-------- Data

PR #2551, opened 2026-09-04
fix: use valid WWW-Authenticate header for REST 401 responses

### LINKED ISSUE #1264: Unauthenticated REST response contains invalid `WWW-Authenticate` header
## Description

Unauthenticated REST responses contain an invalid `WWW-Authenticate` header. This is a problem for HTTP clients that implement the [general HTTP authentication framework](https://developer.mozilla.org/en-US/docs/Web/HTTP/Authentication#the_general_http_authentication_framework). In my case, [Dart's `HttpClient`](https://api.dart.dev/stable/3.5.0/dart-io/HttpClient-class.html) chokes on the invalid header value and throws an exception instead of continuing to process the response.

## Steps to Reproduce

1. Start a nakama instance
2. Make an unauthenticated request against the REST API: `curl -v -X POST localhost:7350/v2/session/logout`

## Expected Result

The response should either contain no `WWW-Authenticate` header, or one that adheres to the [specification](https://developer.mozilla.org/en-US/docs/Web/HTTP/Headers/WWW-Authenticate#syntax), e.g. `Basic realm=<realm>`.

## Actual Result

```bash
curl -v -X POST localhost:7350/v2/session/logout

* Host localhost:7350 was resolved.
* IPv6: ::1
* IPv4: 127.0.0.1
*   Trying [::1]:7350...
* Connected to localhost (::1) port 7350
> POST /v2/session/logout HTTP/1.1
> Host: localhost:7350
> User-Agent: curl/8.7.1
> Accept: */*
> 
* Request completely sent off
< HTTP/1.1 401 Unauthorized
< Cache-Control: no-store, no-cache, must-revalidate
< Content-Type: application/json
< Vary: Accept-Encoding
< Www-Authenticate: Auth token required
< Date: Wed, 14 Aug 2024 16:26:10 GMT
< Content-Length: 44
< 
* Connection #0 to host localhost left intact
{"code":16, "message":"Auth token required"}%  
```

## Your Environment
- Nakama: 3.23.0

wooyang2018:
## Summary

Fixes #1264

When the REST API returns 401 Unauthenticated, grpc-gateway's default error handler sets `WWW-Authenticate` to the raw gRPC error message (e.g. `Auth token required`), which is not a valid challenge per RFC 7235 / RFC 6750. Some HTTP clients (e.g. Dart HttpClient) fail to parse the response.

This PR registers a custom grpc-gateway error handler that replaces the invalid header with `Bearer realm="nakama"` on 401 responses.

## Changes

- Add `handleHTTPError` and `wwwAuthenticateFixWriter` in `server/api.go`
- Wire `grpcgw.WithErrorHandler(handleHTTPError)` on the API gateway
- Route `handleRoutingError` through the same handler for consistency

## Test plan

- [x] `go test ./server/ -run TestWWWAuthenticateHeaderOnUnauthenticated -v` passes locally
- [x] `go build -trimpath -mod=vendor` passes locally
- [ ] CI integration tests (docker-compose-tests)

### DIFF
--- a/server/api.go
+++ b/server/api.go
@@ -172,6 +172,7 @@ func StartApiServer(logger *zap.Logger, startupLogger *zap.Logger, db *sql.DB, p
 	// Should start after GRPC server itself because RegisterNakamaHandlerFromEndpoint below tries to dial GRPC.
 	ctx := context.Background()
 	grpcGateway := grpcgw.NewServeMux(
+		grpcgw.WithErrorHandler(handleHTTPError),
 		grpcgw.WithRoutingErrorHandler(handleRoutingError),
 		grpcgw.WithMetadata(func(ctx context.Context, r *http.Request) metadata.MD {
 			// For RPC GET operations pass through any custom query parameters.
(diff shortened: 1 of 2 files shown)


server/api.go
```diff
@@ -825,5 +826,21 @@ func handleRoutingError(ctx context.Context, mux *grpcgw.ServeMux, marshaler grp
...
+}
+
+type wwwAuthenticateFixWriter struct {
+	http.ResponseWriter
+}
+
+func (w *wwwAuthenticateFixWriter) WriteHeader(statusCode int) {
+	if statusCode == http.StatusUnauthorized {
+		w.ResponseWriter.Header().Del("WWW-Authenticate")
+		w.ResponseWriter.Header().Set("WWW-Authenticate", `Bearer realm="nakama"`)
```
sesposito, line 843: I think that if we use Set() here we shouldn't need to call `.Del()` above.

sesposito (changes requested):
Hi @wooyang2018, thank you for your contribution. I've left a minor note, after addressed we'll gladly approve and merge.

sesposito (approved):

----------------

**Exercise**. The full listing above is to be copied exactly, line for line.

**Output of the task**.
PR #2551, opened 2026-09-04
fix: use valid WWW-Authenticate header for REST 401 responses

### LINKED ISSUE #1264: Unauthenticated REST response contains invalid `WWW-Authenticate` header
## Description

Unauthenticated REST responses contain an invalid `WWW-Authenticate` header. This is a problem for HTTP clients that implement the [general HTTP authentication framework](https://developer.mozilla.org/en-US/docs/Web/HTTP/Authentication#the_general_http_authentication_framework). In my case, [Dart's `HttpClient`](https://api.dart.dev/stable/3.5.0/dart-io/HttpClient-class.html) chokes on the invalid header value and throws an exception instead of continuing to process the response.

## Steps to Reproduce

1. Start a nakama instance
2. Make an unauthenticated request against the REST API: `curl -v -X POST localhost:7350/v2/session/logout`

## Expected Result

The response should either contain no `WWW-Authenticate` header, or one that adheres to the [specification](https://developer.mozilla.org/en-US/docs/Web/HTTP/Headers/WWW-Authenticate#syntax), e.g. `Basic realm=<realm>`.

## Actual Result

```bash
curl -v -X POST localhost:7350/v2/session/logout

* Host localhost:7350 was resolved.
* IPv6: ::1
* IPv4: 127.0.0.1
*   Trying [::1]:7350...
* Connected to localhost (::1) port 7350
> POST /v2/session/logout HTTP/1.1
> Host: localhost:7350
> User-Agent: curl/8.7.1
> Accept: */*
> 
* Request completely sent off
< HTTP/1.1 401 Unauthorized
< Cache-Control: no-store, no-cache, must-revalidate
< Content-Type: application/json
< Vary: Accept-Encoding
< Www-Authenticate: Auth token required
< Date: Wed, 14 Aug 2024 16:26:10 GMT
< Content-Length: 44
< 
* Connection #0 to host localhost left intact
{"code":16, "message":"Auth token required"}%  
```

## Your Environment
- Nakama: 3.23.0

wooyang2018:
## Summary

Fixes #1264

When the REST API returns 401 Unauthenticated, grpc-gateway's default error handler sets `WWW-Authenticate` to the raw gRPC error message (e.g. `Auth token required`), which is not a valid challenge per RFC 7235 / RFC 6750. Some HTTP clients (e.g. Dart HttpClient) fail to parse the response.

This PR registers a custom grpc-gateway error handler that replaces the invalid header with `Bearer realm="nakama"` on 401 responses.

## Changes

- Add `handleHTTPError` and `wwwAuthenticateFixWriter` in `server/api.go`
- Wire `grpcgw.WithErrorHandler(handleHTTPError)` on the API gateway
- Route `handleRoutingError` through the same handler for consistency

## Test plan

- [x] `go test ./server/ -run TestWWWAuthenticateHeaderOnUnauthenticated -v` passes locally
- [x] `go build -trimpath -mod=vendor` passes locally
- [ ] CI integration tests (docker-compose-tests)

### DIFF
--- a/server/api.go
+++ b/server/api.go
@@ -172,6 +172,7 @@ func StartApiServer(logger *zap.Logger, startupLogger *zap.Logger, db *sql.DB, p
 	// Should start after GRPC server itself because RegisterNakamaHandlerFromEndpoint below tries to dial GRPC.
 	ctx := context.Background()
 	grpcGateway := grpcgw.NewServeMux(
+		grpcgw.WithErrorHandler(handleHTTPError),
 		grpcgw.WithRoutingErrorHandler(handleRoutingError),
 		grpcgw.WithMetadata(func(ctx context.Context, r *http.Request) metadata.MD {
 			// For RPC GET operations pass through any custom query parameters.
(diff shortened: 1 of 2 files shown)


server/api.go
```diff
@@ -825,5 +826,21 @@ func handleRoutingError(ctx context.Context, mux *grpcgw.ServeMux, marshaler grp
...
+}
+
+type wwwAuthenticateFixWriter struct {
+	http.ResponseWriter
+}
+
+func (w *wwwAuthenticateFixWriter) WriteHeader(statusCode int) {
+	if statusCode == http.StatusUnauthorized {
+		w.ResponseWriter.Header().Del("WWW-Authenticate")
+		w.ResponseWriter.Header().Set("WWW-Authenticate", `Bearer realm="nakama"`)
```
sesposito, line 843: I think that if we use Set() here we shouldn't need to call `.Del()` above.

sesposito (changes requested):
Hi @wooyang2018, thank you for your contribution. I've left a minor note, after addressed we'll gladly approve and merge.

sesposito (approved):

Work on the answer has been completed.